As Artificial intelligence gets more widely adopted, the importance of having explainable models increases manifold. The human mind has relied on these systems to be responsible for making major decisions and now feels the need to be able to communicate what the decision is, how it was made and why did the AI do what it did.
Artificial Intelligence technologies are already used to rank your search results or suggest videos to watch on YouTube or smart replies on email and so on. AI algorithms are used in security for facial recognition or behaviour analysis, in medicine to identify tumours, into financial lending to identify if you will be able to repay a loan if sanctioned. But creators of these algorithms are may get prejudiced or get fumbled up explaining how it works. AI often relies on skewed programme logic, poor data sources and even developer biases which mean that the systems can easily get into the maze of human prejudices. There have been allegations that mortgage reviewing bots have become racist while when some algorithms learn that if the only people seeing and clicking on adverts on gadgets are men, then those adverts will only be shown to them, biases isn’t it!
Why is Explainable AI So Hard to Explain?
AI models are inbuilt so complex that it becomes very hard to describe what is being done; why, when and where. When AI is deployed making decisions more complicated and more accurate thus harder to explain the rationality behind them in real-terms.
Of the two types of AI, supervised is often mathematically driven, and explicitly programmed to be predictable and the second one, unsupervised learning is focused on using deep-learning; on an attempt to mimic the human brain. Unsupervised learning is fed on data and is expected to learn on its own which makes it nonlinear and chaotic, making it impossible to predict outputs ahead of time. However, the good news is that experts are working on ways and tools to assist with the generalised explanations and make AI, in both cases, more understandable.
The Magic Inside the Black Box
How does machine learning and data mining use knowledge to explain how algorithms make decisions? Professors at the Carnegie Mellon University have worked on a successful anomaly detection model that will comb through transactions on reports and flag items that seem out of place for further investigations. Anomaly detection can be applied to many domains and in some cases directly impact people’s lives, such as alert a social worker when a report of child abuse significantly outlines from the others, or when data from emergency rooms may point to a potential disease outbreak.

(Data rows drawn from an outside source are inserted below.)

PR #226, opened 2022-09-10
OpenGL: add macOS support with SDL2

CarterLi:
SDL is more portable and may work with future windows version.


LinusDierheimer:
TBH i'd rather not merge this. I think OpenGL Context creation on MacOS should be done using CGL. It is not only guaranteed to be available (we don't need the whole FF_HAVE_* stuff), but also very simple to set up, according to [this](https://stackoverflow.com/questions/11383510/setting-up-an-opengl-context-with-cgl-on-mac-os-x) SO post.

About the future windows version, i doubt that the future is in the foreseeable time. Fastfetch was designed heavily around the posix API, to the point that there isn't a single file that would already compile on windows. If support for it is needed, we would need to create a whole abstraction layer around things like IO, threading, dynamic library loading, etc.

CarterLi:
[Windows does support lots of posix APIs](https://docs.microsoft.com/en-us/cpp/c-runtime-library/low-level-i-o?view=msvc-170). With `_CRT_NONSTDC_NO_WARNINGS` pre-defined, `open` `write` `stat` can be used without modifications.

Windows does support ANSI escape code.

Windows (say MinGW-w64) does have a pthread implementation ( performs not very well though ). A better option is just disable multithreading on Windows like what you did on Android and macOS.

There are dlopen like API libraries on Windows, and it's trivial to write a `LoadLibrary` based implementations.

Support the common things on Windows is not very hard IMO.

CarterLi:
> TBH i'd rather not merge this. I think OpenGL Context creation on MacOS should be done using CGL. It is not only guaranteed to be available (we don't need the whole FF_HAVE_* stuff), but also very simple to set up, according to [this](https://stackoverflow.com/questions/11383510/setting-up-an-opengl-context-with-cgl-on-mac-os-x) SO post.

The entire SDL2 part is fully optional. We had EGL, GLX, OSMESA, have another option is not that bad.

CarterLi:
I'll remove the SDL part if you insist. This PR also generally simplifies the usage age of library-loading macros. Let me know what you think.

src/modules/opengl.c
```diff
@@ -372,6 +452,11 @@ static const char* glPrint(FFinstance* instance)
             error = glxPrint(instance);
     #endif
 
+    #ifdef FF_HAVE_SDL2
+        if(error != NULL)
+            error = sdl2Print(instance);
+    #endif
+
```
LinusDierheimer, line 459: SDL will always use CGL on MacOS, so i don't see a need to go through its abstraction.

CMakeLists.txt
```diff
@@ -69,6 +70,9 @@ endif()
 
 set(CMAKE_C_STANDARD 11)
 set(CMAKE_C_FLAGS "${CMAKE_C_FLAGS} -Wall -Wextra -Wconversion")
+if(APPLE AND DEFINED ENV{HOMEBREW_PREFIX})
+    set(CMAKE_EXE_LINKER_FLAGS "-Wl,-rpath,$ENV{HOMEBREW_PREFIX}/lib")
+endif()
```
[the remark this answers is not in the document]
CarterLi: It's used for dlopen finding dylibs installed by homebrew. `/opt/homebrew/lib` is not on dlopen search path by default

CarterLi:
SDL code removed

.github/workflows/push.yml
```diff
@@ -79,7 +79,7 @@ jobs:
         uses: github/codeql-action/analyze@v2
 
       - name: run fastfetch
-        run: ./fastfetch --recache --disable-linewrap false --hide-cursor false --show-errors true
+        run: ./fastfetch --recache --disable-linewrap false --hide-cursor false --show-errors true --load-config ../presets/all
```
LinusDierheimer, line 82: GH actions builds in the source code directory, so the path is just `presets/all`

CarterLi: fixed

LinusDierheimer:
Thanks.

Professors at the Carnegie Mellon University have identified fraudulent users and fabricated reviews on sites like Yelp and TripAdvisor, but it is not always enough to know that an anomaly exists, as humans who use the results of detection models must understand what the anomaly means.
Anomaly Detection and Investigation
If the algorithm can let the user know about a potential error or suspicious activity and explain why it thinks that, and how the anomalies stand out, the human analyst can make a note and look into it.
Explanations are essential for anomaly detection scenarios, which cannot be fully automated and require a human mind for verification. However, explanations may bring up issues with the detection algorithm, by exposing reliance on undesirable or unexpected clues for detection purposes like claiming terrorist activity based on someone’s nationality or biometric data. Many algorithms exist in black boxes, which points that the human mind knows what the outcome of a problem is but not necessarily how it reached that determination.
Anomaly detection could be useful for reducing false positives and false negatives. Further, it may also give an insight into why an algorithm took a specific action or not went for an alternate action in contrast to what the human mind would have thought to taken with the same input at disposal.
Understanding the Black Box may be helpful to customers like for instance a mortgage application is marked for rejection by an algorithm, the consumer can be given useful information about what went wrong and what additional requirements are needed for a successful outcome.
The concept of explainable AI is both possible and desirable. Reaching to clearer explanation frameworks for algorithms will provide the users and customers with better information, and could improve trust in these disruptive technologies over time.